Consider your personality and your program’s demands. A chill outpatient-heavy program might leave room for homeownership logistics. A brutal surgical residency might not.

What About New Attendings?

The calculus shifts significantly once you’re earning an attending salary. You have more financial cushion, likely more location stability, and a longer time horizon.

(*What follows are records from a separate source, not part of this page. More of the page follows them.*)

PR #48, opened 2024-04-05
OCPBUGS-30491: Update kube dep to 1.27.12

kevinrizza:
Update kube to latest 1.27 to resolve [CVE-2024-24786](https://access.redhat.com/security/cve/CVE-2024-24786)


grokspawn:
I forget that we have this downstream-only piece that coordinates v1 as a third-order operator.  I don't want dependabot running on ocp payload repos per se, but I'm a little concerned if cves are the primary motive force for bumping dependencies. 

/lgtm

kevinrizza:
> I'm a little concerned if cves are the primary motive force for bumping dependencies.

Agreed, we need to have a better feedback loop on this component (and a couple more, to be honest)

grokspawn:
> > I'm a little concerned if cves are the primary motive force for bumping dependencies.
> 
> Agreed, we need to have a better feedback loop on this component (and a couple more, to be honest)

*cough* *cough* marketplace

PR #51, opened 2024-04-30
OPRUN-3291: Update dependencies

m1kola:


joelanford:
Looks like CRDs have moved around in the `openshift/api` repo. Going to ask to see if we're supposed to continue including them in our CVO manifests.

PR #53, opened 2024-05-01
OPRUN-3291: Add roles for clusterextensions

m1kola:
These are required for validatingadmissionpolicies and validatingadmissionpolicybindings to work.


joelanford:
/lgtm
/approve

/hold
Just want to see the e2e pass. I'm trying to remember if there's a reason that test isn't required. I can't think of a good reason we shouldn't make it required.

m1kola:
E2E jobs is green. Unholding

/unhold

PR #64, opened 2024-08-06
OPRUN-3368: block cluster upgrade when installed operators have a max ocp version set that is incompatible with the next  minor release

gallettilance:
DEMO

https://github.com/user-attachments/assets/2efca0e6-6e66-403c-82f3-72a0a4500229


pkg/controller/dynamicupgradeableconditionscontroller.go
```diff
@@ -0,0 +1,300 @@
...
+)
+
+const (
+	incompatibleOperatorsInstalled = "IncompatibleOperatorsInstalled"
+	MaxOpenShiftVersionProperty    = "olm.maxOpenShiftVersion"
+	OwnerKindKey                   = "olm.operatorframework.io/owner-kind"
+	OwnerNameKey                   = "olm.operatorframework.io/owner-name"
+	PackageNameKey                 = "olm.operatorframework.io/package-name"
+	BundleNameKey                  = "olm.operatorframework.io/bundle-name"
+	BundleVersionKey               = "olm.operatorframework.io/bundle-version"
```
joelanford, line 41: Probably makes sense to define these in the o-c API.

pkg/controller/dynamicupgradeableconditionscontroller.go
```diff
@@ -0,0 +1,300 @@
...
+	} `yaml:"chart"`
+}
+
+func NewDynamicUpgradeableConditionController(kubeclient kubernetes.Interface, client dynamic.Interface, name string, operatorClient *clients.OperatorClient, eventRecorder events.Recorder, prefixes []string) factory.Controller {
+	infFact := dynamicinformer.NewDynamicSharedInformerFactory(client, 0)
+
+	clusterExtensionGVR := schema.GroupVersionResource{
+		Group:    ocv1alpha1.ClusterExtensionGVK.Group,
+		Version:  ocv1alpha1.ClusterExtensionGVK.Version,
+		Resource: ocv1alpha1.ClusterExtensionGVK.Kind,
```
joelanford, line 71: Resource != Kind, so I don't expect this to work. 

In this case:
- `Resource` = `clusterextensions`
- `Kind` = `ClusterExtension`

We can do either of these, IMO:
1. Just hardcode `clusterextensions`
2. Use a restmapper to translate from kind to resource.

I think (1) is probably fine because changing from `clusterextensions` to anything else would break all versions of the CRD. So it is extremely unlikely to happen.

pkg/controller/dynamicupgradeableconditionscontroller.go
```diff
@@ -0,0 +1,300 @@
...
+	if !ok {
+		log.Println("Error: could not cast to ClusterExtension object")
+		return
+	}
+
+	c.syncIncompatibleOperators()
+}
+
+func (c *dynamicUpgradeableConditionController) syncIncompatibleOperators() {
+	current, err := getCurrentRelease()
```
joelanford, line 105:
```suggestion
currentOCPVersion, err := getCurrentOpenShiftVersion()
```

pkg/controller/dynamicupgradeableconditionscontroller.go
```diff
@@ -0,0 +1,300 @@
...
+		MaxReadChunks:  0,
+		MaxWriteChunks: 0,
+		Log:            nil,
+	}
+
+	owner := ce.Name
+	ownerRefs := []metav1.OwnerReference{*metav1.NewControllerRef(ce, ce.GetObjectKind().GroupVersionKind())}
+	ownerRefSecretClient := helmclient.NewOwnerRefSecretClient(secretClient, ownerRefs, func(secret *corev1.Secret) bool {
+		return secret.Type == storage.SecretTypeChunkedIndex
+	})
```
joelanford, line 213: I don't think you need this part. If I remember correctly, this is only used to write release secrets. We're only reading from storage, so none of this ends up being used.

pkg/controller/dynamicupgradeableconditionscontroller.go
```diff
@@ -0,0 +1,300 @@
...
+	client         dynamic.Interface
+	name           string
+	operatorClient *clients.OperatorClient
+	prefixes       []string
+}
+
+type ChartMetadata struct {
+	Metadata struct {
+		Annotations map[string]string `yaml:"annotations"`
+	} `yaml:"metadata"`
```
everettraven, line 56: Is there a way this could reasonably be pulled out into a separate type? This notation threw me off at first glance.

Maybe something like:
```go
type Metadata struct {
    Annotations map[string]string `yaml:"annotations"`
}

type Chart struct {
    Metadata Metadata `yaml:"metadata"`
}
```

pkg/controller/dynamicupgradeableconditionscontroller.go
```diff
@@ -0,0 +1,300 @@
...
+}
+
+type SecretData struct {
+	Chart struct {
+		ChartMetadata
+	} `yaml:"chart"`
```
everettraven, line 62: Is this any different than:
```go
type SecretData struct {
    Chart ChartMetadata `yaml:"chart"`
}
```
?

pkg/controller/dynamicupgradeableconditionscontroller.go
```diff
@@ -0,0 +1,300 @@
...
+		prefixes:       prefixes,
+	}
+
+	inf.Informer().AddEventHandler(cache.ResourceEventHandlerFuncs{
+		AddFunc:    c.handleClusterExtension,
+		UpdateFunc: func(oldObj, newObj interface{}) { c.handleClusterExtension(newObj) },
+		DeleteFunc: c.handleClusterExtension,
+	})
+
+	return factory.New().WithInformers(inf.Informer()).ToController(name, eventRecorder)
```
everettraven, line 91: Looking into the `github.com/openshift/library-go/pkg/controllers/factory` package, it looks like using `WithInformers()` is for setting informers that you want to trigger the `Sync` function for this controller [1]. If you want to use custom event handlers, you probably want to use `WithBareInformers()` [2].

[1]: https://github.com/openshift/library-go/blob/7c5c5d305ac1bb911c5a4a0be82fa7d5aa7c5e35/pkg/controller/factory/factory.go#L95-L101
[2]: https://github.com/openshift/library-go/blob/7c5c5d305ac1bb911c5a4a0be82fa7d5aa7c5e35/pkg/controller/factory/factory.go#L115-L123

pkg/controller/dynamicupgradeableconditionscontroller.go
```diff
@@ -0,0 +1,300 @@
...
+			If the version is already set, we don't want to set it again as the currentRelease
+			is designed to be a singleton. If a new version is set, we are making an assumption
+			that this controller will be restarted and thus pull in the new version from the
+			environment into memory.
+
+			Note: sync.Once is not used here as it was difficult to reliably test without hitting
+			race conditions.
+		*/
+		return currentRelease.version, nil
+	}
```
joelanford, line 250: This global variable and mutex seems like unnecessary complexity to me.
1. It protects an envvar lookup/semver parse call, so it doesn't seem like there is a performance reason to cache that result.
2. The envvar can't change unless:
    - We change it ourselves (we won't)
    - The process restarts (no different than what is already happening)

I'd suggest changing this function to always lookup the envvar and parse it on every call.

pkg/controller/dynamicupgradeableconditionscontroller.go
```diff
@@ -0,0 +1,300 @@
...
+				if err != nil {
+					log.Printf("Error converting to semver for version %s: %v", version, err)
+					continue
+				}
+				if maxOCPVersion == nil || maxOCPVersion.GTE(next) {
+					// All good
+				} else {
+					// Incompatible
+					name := rel.Labels[BundleNameKey]
+					incompatibleOperators = append(incompatibleOperators, name)
```
joelanford, line 160: I know this would differ from OLMv0, but it might be nice to include the name of the ClusterExtension somehow in the error message, which would give users a breadcrumb to the object they need to change in order to resolve this condition.

pkg/controller/dynamicupgradeableconditionscontroller.go
```diff
@@ -0,0 +1,300 @@
...
+	updateStatusFuncs := make([]v1helpers.UpdateStatusFunc, 0, 1)
+	if len(incompatibleOperators) > 0 {
+		updateStatusFuncs = append(updateStatusFuncs, v1helpers.UpdateConditionFn(operatorv1.OperatorCondition{
+			Type:    "Upgradeable",
+			Status:  operatorv1.ConditionFalse,
+			Reason:  incompatibleOperatorsInstalled,
+			Message: strings.Join(incompatibleOperators, ","),
+		}))
+
+		if _, _, updateErr := v1helpers.UpdateStatus(context.TODO(), c.operatorClient, updateStatusFuncs...); updateErr != nil {
```
joelanford, line 175: Do you know if this is a no-op if the set of incompatible operators has not changed?

pkg/controller/dynamicupgradeableconditionscontroller.go
```diff
@@ -0,0 +1,300 @@
...
+		kubeclient:     kubeclient,
+		name:           name,
+		operatorClient: operatorClient,
+		prefixes:       prefixes,
+	}
+
+	inf.Informer().AddEventHandler(cache.ResourceEventHandlerFuncs{
+		AddFunc:    c.handleClusterExtension,
+		UpdateFunc: func(oldObj, newObj interface{}) { c.handleClusterExtension(newObj) },
+		DeleteFunc: c.handleClusterExtension,
```
everettraven, line 88: After taking a further look into the openshift/library-go package, we might be better off using the factory to create a controller with a specific sync function similar to what is done in https://github.com/openshift/cluster-olm-operator/blob/e31b7775ef903ff0c35f95656af27afa2dddd3e4/pkg/controller/staticupgradeableconditioncontroller.go#L23

is there a particular reason you went with doing custom event handlers?

pkg/controller/dynamicupgradeableconditionscontroller.go
```diff
@@ -0,0 +1,300 @@
...
+	})
+
+	return factory.New().WithInformers(inf.Informer()).ToController(name, eventRecorder)
+}
+
+func (c *dynamicUpgradeableConditionController) handleClusterExtension(obj interface{}) {
+	_, ok := obj.(*ocv1alpha1.ClusterExtension)
+	if !ok {
+		log.Println("Error: could not cast to ClusterExtension object")
```
everettraven, line 97: It looks like we use `klog` in the other controller we have:
https://github.com/openshift/cluster-olm-operator/blob/e31b7775ef903ff0c35f95656af27afa2dddd3e4/pkg/controller/staticupgradeableconditioncontroller.go#L33

We should be consistent and use it here as well

pkg/controller/dynamicupgradeableconditionscontroller.go
```diff
@@ -0,0 +1,300 @@
...
+func toSemver(max string) (*semver.Version, error) {
+	value := strings.Trim(max, "\"")
+	if value == "" {
+		// Handle "" separately, so parse doesn't treat it as a zero
+		return nil, fmt.Errorf(`value cannot be "" (an empty string)`)
+	}
+
+	version, err := semver.ParseTolerant(value)
+	if err != nil {
+		return nil, fmt.Errorf(`failed to parse "%s" as semver: %w`, value, err)
```
joelanford, line 292: Nit:
```suggestion
return nil, fmt.Errorf(`failed to parse %q as semver: %w`, value, err)
```

pkg/controller/dynamicupgradeableconditionscontroller.go
joelanford: This notation is somewhat common when declaring one-off structs for parsing like we are in this case. I actually prefer the current PR's setup in that regard.

Though I do notice that `ChartMetadata` is exported. We should unexport that.

pkg/controller/dynamicupgradeableconditionscontroller.go
```diff
@@ -0,0 +1,300 @@
...
+	} `yaml:"metadata"`
+}
+
+type SecretData struct {
+	Chart struct {
+		ChartMetadata
+	} `yaml:"chart"`
+}
+
+func NewDynamicUpgradeableConditionController(kubeclient kubernetes.Interface, client dynamic.Interface, name string, operatorClient *clients.OperatorClient, eventRecorder events.Recorder, prefixes []string) factory.Controller {
```
joelanford, line 65: I didn't check all of the function parameters, but are there any we don't use? I see we set `prefixes` on the unexported struct, but I don't actually see it used anywhere.

pkg/controller/dynamicupgradeableconditionscontroller.go
```diff
@@ -0,0 +1,300 @@
...
+	infFact := dynamicinformer.NewDynamicSharedInformerFactory(client, 0)
```
joelanford, line 66: What does it mean to pass `0` as the resync period here? I wonder if we should set that to something like `10 * time.Hour`, which I think what controller-runtime uses as a default.

pkg/controller/dynamicupgradeableconditionscontroller.go
gallettilance: I want this to be triggered on clusterextension events. If there are no changes with clusterextensions, there are no changes to the set of incompatible operators.

pkg/controller/dynamicupgradeableconditionscontroller.go
gallettilance: agreed - let's create a new ticket to track that addition and I can create a follow up PR

pkg/controller/dynamicupgradeableconditionscontroller.go
everettraven: I think you can still achieve that using a similar structure as above. It's now been a week or so since I've looked at it though so I'd have to look again to verify.

cmd/cluster-olm-operator/main.go
```diff
@@ -119,7 +128,7 @@ func runOperator(ctx context.Context, cc *controllercmd.ControllerContext) error
 
 	cl.StartInformers(ctx)
 
-	for _, c := range append(controllerList, upgradeableConditionController, clusterOperatorController) {
+	for _, c := range append(controllerList, staticUpgradeableConditionController, dynamicUpgradeableConditionController, clusterOperatorController) {
```
joelanford, line 131: I haven't dived in to look further, but it seems like it could be a problem to have two different controllers trying to control the upgradeable condition, right?

joelanford: Looked a little further the `statusUpgradeableConditionController` only seems to set `${prefix}Upgradeable` conditions (good!), but then what (if anything) is aggregating those up to a single `Upgradeable` condition?

pkg/controller/dynamicupgradeableconditionscontroller.go
gallettilance: I don't think there's an interface where I can omit this. In order for the helm.Storage to be defined I need a driver defined which requires all this jazz

cmd/cluster-olm-operator/main.go
gallettilance: yeah I thought the update function would only update prefix specific types but after some testing this afternoon I realized it wasn't the case - moved that sync in the dynamicUpgradeableConditionController code

pkg/controller/dynamicupgradeableconditionscontroller.go
```diff
@@ -0,0 +1,337 @@
...
+func nextY(v semver.Version) (semver.Version, error) {
+	v.Build = nil // Builds are irrelevant
+
+	if len(v.Pre) > 0 {
+		// Dropping pre-releases is equivalent to incrementing Y
+		v.Pre = nil
+		v.Patch = 0
+
+		return v, nil
+	}
```
joelanford, line 315: Based on the conversation we had with @wking, should we drop this logic that causes pre-release versions to be treated the same as previous minors?

pkg/controller/dynamicupgradeableconditionscontroller.go
LalatenduMohanty, line 1: Kind of an cosmetic issue, but IMO the name is too long for a controller or the as a file name.

LalatenduMohanty: This is also a nitpick, we can fix this after this PR is merged.

pkg/controller/dynamicupgradeableconditionscontroller.go
```diff
@@ -0,0 +1,251 @@
...
+
+	ceList, err := c.clusterExtensionClient.Informer().Lister().List(labels.NewSelector())
+	if err != nil {
+		c.logger.V(4).Error(err, "Error listing cluster extensions")
+		return nil, err
+	}
+
+	// Get all ClusterExtensions incompatible with next Y-stream
+	for _, obj := range ceList {
+		ce, ok := obj.(*ocv1alpha1.ClusterExtension)
```
perdasilva, line 138: Minior suggestion: this seems to be essentially a filter function. It might be worth to define a type like ExtensionCompatibilityFunc or something, then give this class/struct a list of these functions. This would help make the design additive and then the next time we want to add a different check, just implement the function, add it to the list, and bob's your uncle (assuming all this function would need is the CE and the corresponding release info).

pkg/controller/dynamicupgradeableconditionscontroller.go
gallettilance: will create a PR

pkg/controller/dynamicupgradeableconditionscontroller.go
gallettilance: how about just removing the "dynamic" part of the name?

LalatenduMohanty: Just `upgradeablecontroller.go` should be fine IMO

pkg/controller/dynamicupgradeableconditionscontroller.go
LalatenduMohanty: @gallettilance I will recommend to create an upstream issue (in operator-controller) before creating a PR.

pkg/controller/dynamicupgradeableconditionscontroller.go
```diff
@@ -0,0 +1,245 @@
...
+	}
+
+	updateStatusFuncs := make([]v1helpers.UpdateStatusFunc, 0, len(c.prefixes))
+	for _, prefix := range c.prefixes {
+		updateStatusFuncs = append(updateStatusFuncs, v1helpers.UpdateConditionFn(operatorv1.OperatorCondition{
+			Type:   fmt.Sprintf("%sUpgradeable", prefix),
+			Status: operatorv1.ConditionTrue,
+		}))
+	}
+	return updateStatusFuncs, nil
```
joelanford, line 104: I don't think we should put these hardcoded `Upgradeable=True` status update functions inside a function called `ensureControllersManaged`. It feels like we're mixing concerns there a bit.

I kinda think we should refactor this slightly to accept a slice map of `[]func(context.Context) (operatorv1.OperatorCondition, error)`, where that function (not sure I have the input parameters correct) returns a Condition that we should set on our ClusterOperator.

If we had that setup, then this controller would boil down to:
1. Check the management state
2. If we're managed, iterate the `[]func(context.Context) (Status, error)`, calling each function to build `updateStatusFuncs`
3. Call `v1helpers.UpdateStatus`.

And it would become a generic `ConditionsController`. And if we had _that_ then we could put the `OLMManagedOperatorsUpgradeable` condition logic into a completely separate package/function that only needs to implement that function signature.

pkg/controller/dynamicupgradeableconditionscontroller.go
```diff
@@ -0,0 +1,245 @@
...
+	if len(incompatibleOperators) > 0 {
+		updateStatusFuncs = append(updateStatusFuncs, v1helpers.UpdateConditionFn(operatorv1.OperatorCondition{
+			Type:    "Upgradeable",
+			Status:  operatorv1.ConditionFalse,
+			Reason:  incompatibleOperatorsInstalled,
+			Message: strings.Join(incompatibleOperators, ","),
+		}))
+	} else {
+		updateStatusFuncs = append(updateStatusFuncs, v1helpers.UpdateConditionFn(operatorv1.OperatorCondition{
+			Type:   "Upgradeable",
```
joelanford, line 187: I think there's some helper logic happening somewhere that builds an `Upgradeable` condition for us based on the values of all of the other condition types that have a suffix of `Upgradeable`. We should double check that, but if so, we would need to use something like `OLMManagedOperatorsUpgradeable` for this condition type.

pkg/controller/dynamicupgradeableconditionscontroller.go
```diff
@@ -0,0 +1,245 @@
...
+	}
+	return props, nil
+}
+
+func (c *dynamicUpgradeableConditionController) buildHelmStore(secretClient v1.SecretInterface) helm.Storage {
+	log := func(s string, args ...interface{}) { c.logger.V(4).Info(fmt.Sprintf(s, args...)) }
+	csConfig := storage.ChunkedSecretsConfig{
+		ChunkSize:      0,
+		MaxReadChunks:  0,
+		MaxWriteChunks: 0,
```
joelanford, line 207: You can just delete these fields from the struct initialization since they are the default values.

pkg/controller/dynamicupgradeableconditionscontroller.go
```diff
@@ -0,0 +1,245 @@
...
+		Log:            log,
+	}
+
+	return helm.Storage{
+		Driver:     storage.NewChunkedSecrets(secretClient, "operator-controller", csConfig),
+		MaxHistory: 0,
```
joelanford, line 213: Same here. `MaxHistory` can be removed.

pkg/controller/dynamicupgradeableconditionscontroller.go
joelanford: Either that, or maybe CVO recognizes and aggregates all conditions with the `Upgradeable` suffix as `Upgradeable`.

pkg/controller/dynamicupgradeableconditionscontroller.go
joelanford: For anything _not_ being moved to operator-controller (e.g. `MaxOpenShiftVersionProperty`), we should unexport it since we don't intend for it to be used outside this package.

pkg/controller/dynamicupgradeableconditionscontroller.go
PR #426, opened 2022-04-19
Fix: line pull request formatter

abr2001:


ashkulz:
@abr2001 can you add more details on why this was required, preferably with a test or a description how to trigger the scenario you're trying to fix?

ashkulz:
Any update, @abr2001?

Issue #430, opened 2022-07-12
Relax Octokit version dependency


pbstriker38:
Octokit v5.0.0 was released. The only change is the drop of support for EOL Ruby's.

https://github.com/octokit/octokit.rb/releases/tag/v5.0.0

ashkulz:
Release `0.11.1` has been pushed to RubyGems.

PR #433, opened 2022-09-15
Relax octokit version dependency

andriusm:
Previous constrain was limiting where Danger 9.x cannot be used together with Pronto in a project because of different octokit dependency version requirements. There was also an issue registered suggesting this - https://github.com/prontolabs/pronto/issues/430

### DIFF
--- a/pronto.gemspec
+++ b/pronto.gemspec
@@ -20,7 +20,7 @@ Gem::Specification.new do |s|
   EOF
 
   s.licenses = ['MIT']
-  s.required_ruby_version = '>= 2.3.0'
+  s.required_ruby_version = '>= 2.7.0'
   s.rubygems_version = '1.8.23'
 
   s.files = `git ls-files`.split($RS).reject do |file|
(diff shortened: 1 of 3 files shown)


avelicka (approved):

avelicka (approved):

lib/pronto/version.rb
```diff
@@ -1,6 +1,6 @@
 module Pronto
   module Version
-    STRING = '0.11.0'.freeze
```
ashkulz, line 3: Please don't change this.

pronto.gemspec
```diff
@@ -42,7 +42,7 @@ Gem::Specification.new do |s|
 
   s.add_runtime_dependency('gitlab', '~> 4.4', '>= 4.4.0')
   s.add_runtime_dependency('httparty', '>= 0.13.7')
-  s.add_runtime_dependency('octokit', '~> 4.7', '>= 4.7.0')
+  s.add_runtime_dependency('octokit', '~> 5.0')
```
ashkulz, line 45:
```suggestion
  s.add_runtime_dependency('octokit', '>= 4.7.0')
```
Maybe just remove the `~> 4.7` part?

ashkulz (changes requested):

andriusm:
Changed octokit dependency to be `>= 4.7.0` and removed several versions of Ruby from the build matrix which were failing. Octokit version 5.0 dropped support for Ruby versions 2.0, 2.1, 2.2, 2.3, 2.4, 2.5 and 2.6, which have all reached end-of-life.

tomasv (approved):

ashkulz (changes requested):
I wouldn't like to drop support for Ruby 2.6 although it's EOL, because that's the currently supported JRuby version.

Dropping support for old Ruby versions will also be problematic, as that'll require a major version bump. Is there a way to fix the CI without doing all this?

ashkulz:
Any update, @andriusm?

PR #435, opened 2022-10-21
Support specifying the config file path in an environment variable

hosamaly:
This is a simple solution to #226 that introduces support for the environment variable `PRONTO_CONFIG_FILE`.

There was a previous attempt at solving this issue in #228, but it's much more elaborate. This is a simpler solution because it doesn't try to add a CLI option.


ashkulz:
Thanks for the contribution, @hosamaly!

PR #450, opened 2023-10-22
Update how formatters are registered, allowing the addition of custom formatter

emilio2hd:
Use the same Devise logic to registry the formatters, instead of using a frozen const.

Please check https://github.com/prontolabs/pronto/issues/451 for more context

### DIFF
--- a/lib/pronto/formatter/formatter.rb
+++ b/lib/pronto/formatter/formatter.rb
@@ -1,30 +1,32 @@
 module Pronto
   module Formatter
-    def self.get(names)
-      names ||= 'text'
-      Array(names).map { |name| FORMATTERS[name.to_s] || TextFormatter }
-        .uniq.map(&:new)
-    end
+    class << self
+      def add(label, formatter_klass = nil)
+        unless formatter_klass.method_defined?(:format)
+          raise NoMethodError, "format method is not declared in the #{label} class."
+        end
 
-    def self.names
-      FORMATTERS.keys
-    end
+        base = Pronto::Formatter::Base
+        raise "#{label.inspect} is not a #{base}" unless formatter_klass.ancestors.include?(base)
 
-    FORMATTERS = {
-      'github' => GithubFormatter,
-      'github_status' => GithubStatusFormatter,
-      'github_combined_status' => GithubCombinedStatusFormatter,
-      'github_pr' => GithubPullRequestFormatter,
-      'github_pr_review' => GithubPullRequestReviewFormatter,
-      'gitlab' => GitlabFormatter,
-      'gitlab_mr' => GitlabMergeRequestReviewFormatter,
-      'bitbucket' => BitbucketFormatter,
-      'bitbucket_pr' => BitbucketPullRequestFormatter,
-      'bitbucket_server_pr' => BitbucketServerPullRequestFormatter,
-      'json' => JsonFormatter,
-      'checkstyle' => CheckstyleFormatter,
-      'text' => TextFormatter,
-      'null' => NullFormatter
-    }.freeze
+        raise ArgumentError, "formatter #{label.inspect} has already been added." if formatters.key?(label)
+
+        formatters[label] = formatter_klass
+      end
+
+      def get(names)
+        names ||= 'text'
+        Array(names).map { |name| formatters[name.to_s] || TextFormatter }
+          .uniq.map(&:new)
+      end
+
+      def names
+        formatters.keys
+      end
+
+      def formatters
+        @formatters ||= {}
+      end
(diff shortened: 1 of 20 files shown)


lib/pronto/formatter/formatter.rb
```diff
@@ -1,30 +1,32 @@
...
+        end
 
-    def self.names
-      FORMATTERS.keys
-    end
+        base = Pronto::Formatter::Base
+        raise "#{label.inspect} is not a #{base}" unless formatter_klass.ancestors.include?(base)
+
+        raise ArgumentError, "formatter #{label.inspect} has already been added." if formatters.key?(label)
+
```
ashkulz, line 13: **concern**: I'm not so sure about this part, what happens if the code gets reloaded or required in some way which causes the same formatter to be added twice? Normally, this shouldn't be a concern but I'm a bit wary about guessing about the way people use Pronto.

lib/pronto/formatter/formatter.rb
```diff
@@ -1,30 +1,32 @@
 module Pronto
   module Formatter
-    def self.get(names)
-      names ||= 'text'
-      Array(names).map { |name| FORMATTERS[name.to_s] || TextFormatter }
-        .uniq.map(&:new)
-    end
+    class << self
+      def add(label, formatter_klass = nil)
```
ashkulz, line 4:
```suggestion
      def register(label, formatter_klass)
```
**suggestion**: why do you want to make `formatter_klass` optional? It would raise an exception below anyway :man_shrugging:

Also, `register` sounds a much better name as we're not providing `remove` method.

lib/pronto/formatter/formatter.rb
```diff
@@ -1,30 +1,32 @@
...
+          .uniq.map(&:new)
+      end
+
+      def names
+        formatters.keys
+      end
+
+      def formatters
+        @formatters ||= {}
+      end
```
ashkulz, line 29: **thought**: I would prefer not exposing this at all, as the only place this is used is inside `Pronto::Formatter::Base.name`. I'd rather we did away with the `register` method not taking a `name` but overriding it explicitly in every class.

This way, it remains an implementation detail.

ashkulz (changes requested):
Looks **very** good, @emilio2hd! Just a few minor changes and we're good to go.

lib/pronto/formatter/formatter.rb
emilio2hd: Yeah, makes sense.
I haven't thought about reloading the formatter.

lib/pronto/formatter/formatter.rb
emilio2hd: Good catch, thanks!
I forgot to remove `= nil`.
Agreed, `register` is a better name.

lib/pronto/formatter/formatter.rb
emilio2hd: Hmm... Sorry, I'm not sure if I fully understand. Do you mean something like this:

```ruby
module Pronto
  module Formatter
    class TextFormatter < Base
      def option_name
        'text'
      end

      def format(messages, _repo, _patches)
        # formatting stuff...
      end
    end
  end
end

Pronto::Formatter.register(Pronto::Formatter::TextFormatter)
```
Regarding hidding the `Pronto::Formatter::formatters`. Yeah... That's going to require a bit more work.
I've tried to get rid of `.invert[self]` and almost all the tests started to fail and I didn't understand why, so I left it for another time. 😂

emilio2hd: Wait! I think I've got it. You're talking like this:
```ruby
module Formatter
  class Base
    def self.name
      raise NoMethodError, "Must be implemented in subclasses."
    end
    # rest of implementation...
  end
end

# in subclasses
module Formatter
  class TextFormatter < Base
    def self.name
      'text'
    end
    # formatting...
  end
end
```

In this case, there's no need for `Formatter::formatters.invert[self]` anymore!

ashkulz: I think you got me the second time around, but this is still exposed and not yet removed?

ashkulz (approved):

lib/pronto/formatter/formatter.rb
emilio2hd: Sorry, my bad!

ashkulz (approved):

ashkulz:
Thanks for the contribution, @emilio2hd!

emilio2hd:
Thank for the guidance and accepting the contribution! 😃

PR #454, opened 2023-11-02
relax octokit dependency to allow releases up to 9.0

### LINKED ISSUE #453: Allow Octokit 8.0
Octokit v8.0.0 was released with changes to the way pull request comments are created. They have removed the deprecated position argument and replaced it with `line`

https://github.com/octokit/octokit.rb/releases/tag/v8.0.0
https://github.com/octokit/octokit.rb/pull/1566

https://docs.github.com/en/rest/pulls/comments?apiVersion=2022-11-28#create-a-review-comment-for-a-pull-request

ashkulz:
fixes #453

### DIFF
--- a/pronto.gemspec
+++ b/pronto.gemspec
@@ -42,7 +42,7 @@ Gem::Specification.new do |s|
 
   s.add_runtime_dependency('gitlab', '>= 4.4.0', '< 5.0')
   s.add_runtime_dependency('httparty', '>= 0.13.7', '< 1.0')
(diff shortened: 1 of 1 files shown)


pbstriker38:
You can't allow Octokit 8.0 without fixing the argument being passed to `create_pull_comment`. Pronto is sending position and Octokit is sending that to the API as `line`. So it will either return a 422 if the position does not map to a valid line or put the comment on the wrong line.

I'm working on a fix and I'll have a PR open shortly.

That said, don’t rush. Many new attendings feel pressure to buy immediately—finally, the “real” paycheck has arrived. But if you’re still figuring out whether you’ll stay at your first job, renting for a year while you get your bearings is perfectly reasonable.

The physician mortgage will still be there in 12 months. So will the housing market. Taking time to understand your new city and confirm your job is a good fit can save you from an expensive mistake.

A Simple Decision Framework

Ask yourself these questions:

  1. How long will I realistically stay? Less than 3 years = lean toward renting.
  2. What does my local market look like? LCOL with reasonable prices = buying is more viable. HCOL = renting is often smarter.
  3. Can I afford the true cost of ownership? Include maintenance, taxes, insurance—not just the mortgage payment.
  4. Do I have the bandwidth for homeownership? Be honest about your time and stress tolerance.
  5. What’s my backup plan if I need to move? Could you rent it out? Afford to sell at a loss?

The Bottom Line

Renting during residency isn’t a failure, and buying isn’t automatically a win. The right choice depends on your training length, location, market conditions, and personal bandwidth.

Run the numbers for your specific situation. Be honest about your timeline. And don’t let anyone—including well-meaning family members—pressure you into a decision that doesn’t fit your reality.

Your financial life as a physician is a marathon. This is one decision among many. Make it thoughtfully, and you’ll be fine either way.